UT Professor Says Fossils May Be New Turtle Species
Knoxville — Researchers from the University of Tennessee and other institutions may have found a new species of turtle from fossils unearthed in northeast Tennessee.
The fossils were discovered during road construction work in Gray, Tennessee.
The director emeritus of UT’s McClung Museum said they are carefully removing the materials from the site.
“It contains a good number of fossils from animals that are now extinct,” said Dr. Paul Parmalee. “Turtles are fairly common in the deposits, but we don’t know what they are yet.”
The fossils may be more than a million years old.
“None of these bones are complete, because they’ve been broken up over time, from heat and pressure and tectonic forces,” Parmalee said. “But they all seem to be the same thing, whatever that may be.”
State officials will have to decide whether to build roadway on top of the site, or protect it by diverting the road or building a bridge over it.
Related Stories from Tennessee Today
- UT Scientists Study Fossils (July 7, 2000)
- UT Biologist Part of Team that Finds New Species (October 4, 2007)
- Habitat Destruction Dooms Many Animal Species (500) (November 6, 1997)

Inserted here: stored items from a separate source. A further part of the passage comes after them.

Issue #888, opened 2019-04-09
Authentication by Cognito Hosted UI can not get token if my app killed


HayTran94:
**Describe the bug**
I am using Hosted UI `AWSMobileClient.getInstance().showSignIn` API to authenticate my users. I can not get user token if my app killed. 

**To Reproduce**
Login by `AWSMobileClient.getInstance().showSignIn` API, the app can get token, identityId and userState is `SIGNED_IN`.
Kill the app and open again, the app can not get token (no callback return), but it still can get identityId and userState is `SIGNED_IN`. Even the app call `getTokens` many times, but no callback invoked. However, if I invoke `signOut` API,  the `onError` callback of `getTokens` will be invoked with `java.lang.Exception: getTokens does not support retrieving tokens while signed-out`.

**Which AWS service(s) are affected?**
AWSMobileClient 

**Expected behavior**
The app can get user access token as long as user session is valid (refresh token is valid) even if the app killed. 

**Screenshots**
The following logs show logs after invoke `getTokens` and `getIdentityId`. As you can see, no `getTokens` callback return, but `getIdentityId` return a valid Id. 
<details> 
<summary>Click me to see logs</summary>

```
2019-04-09 12:28:12.603 21157-21174/com.abc.abc D/AWSMobileClient: Inspecting user state details
2019-04-09 12:28:12.605 21157-21174/com.abc.abc I/SplashScreenActivity: Result: SIGNED_IN
2019-04-09 12:28:16.254 21157-21208/com.abc.abc D/AWSMobileClient: Inspecting user state details
2019-04-09 12:28:16.364 21157-21208/com.abc.abc W/AWSMobileClient: Tokens are invalid, please sign-in again.
    java.lang.NullPointerException: Attempt to invoke virtual method 'void com.amazonaws.mobileconnectors.cognitoauth.Auth.setAuthHandler(com.amazonaws.mobileconnectors.cognitoauth.handlers.AuthHandler)' on a null object reference
        at com.amazonaws.mobile.client.AWSMobileClient$8.run(AWSMobileClient.java:1555)
        at com.amazonaws.mobile.client.internal.InternalCallback.await(InternalCallback.java:115)
        at com.amazonaws.mobile.client.AWSMobileClient.getTokens(AWSMobileClient.java:1517)
        at com.amazonaws.mobile.client.AWSMobileClient.getUserStateDetails(AWSMobileClient.java:1011)
[...]

Issue #873, opened 2019-04-05
Tokens are invalid, please sign-in again after call AWSMobileClient.getInstance().getTokens(callback)


tvanmanh:
**Describe the bug**
I have already signed in and then I kill app and open app again.
In my plash screen I call API   AWSMobileClient.getInstance().initialize()  and check the user state is  "SIGNED_IN".
After that I go to next step, call my backend API which needs token using  AWSMobileClient.getInstance().getTokens(new Callback<Tokens>()) after i call that API. I got user state is " SIGNED_OUT_USER_POOLS_TOKENS_INVALID" and This call blocked the thread forever don't return token or any error. 

I know that the token will expire after 1 hour but I have already signed in. Just kill my app and open app again How can i got SIGNED_OUT_USER_POOLS_TOKENS_INVALID after call get token. 

I resolved it by add UserStateListener after getting SIGNED_OUT_USER_POOLS_TOKENS_INVALID i will sign in again but should I do that every time I kill app and open again ?

**To Reproduce**

<details><summary>Code and logs</summary>

```
`My code in plash screen: 
AWSMobileClient.getInstance().initialize(getApplicationContext(), new Callback<UserStateDetails>() {
                    @Override
                    public void onResult(UserStateDetails userStateDetails) {
                        Log.i("MYLOG", "Result: " + userStateDetails.getUserState());
                        initializeSingletonClass();

                        if (userStateDetails.getUserState() == UserState.SIGNED_IN) {
                            routeToAppropriatePage(ActMain.class);
                        } else {
                            routeToAppropriatePage(ActLoginOption.class);
                        }
                    }

                    @Override
                    public void onError(Exception e) {
                        Log.e(TAG, "MYLOG", e);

- Species Extinction Rising, UT Prof Says In Science (July 21, 1995)
- Most American Bird Species Survived Forest Cuts (September 27, 1995)
- WUOT Airs Endangered Species Special Sunday (120) (April 11, 1996)
- Metro Pulse: 17,000 Species in the Great Smoky Mountains. And Counting. (November 17, 2011)
- UT Researcher’s Math Model Finds Biodiversity Can Protect Species from Climate Change (November 7, 2011)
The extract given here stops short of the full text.